▶ YOUR GOAL
Print each entry below precisely as shown.

**** INFORMATION PROVIDED

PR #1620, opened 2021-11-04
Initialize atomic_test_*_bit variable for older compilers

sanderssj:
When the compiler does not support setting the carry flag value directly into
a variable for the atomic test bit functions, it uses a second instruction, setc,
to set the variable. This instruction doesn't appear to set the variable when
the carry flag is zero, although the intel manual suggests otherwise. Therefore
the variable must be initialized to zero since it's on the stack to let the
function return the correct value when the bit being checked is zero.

********

▶ OUTPUT FOR THIS EXERCISE
PR #1620, opened 2021-11-04
Initialize atomic_test_*_bit variable for older compilers

sanderssj:
When the compiler does not support setting the carry flag value directly into
a variable for the atomic test bit functions, it uses a second instruction, setc,
to set the variable. This instruction doesn't appear to set the variable when
the carry flag is zero, although the intel manual suggests otherwise. Therefore
the variable must be initialized to zero since it's on the stack to let the
function return the correct value when the bit being checked is zero.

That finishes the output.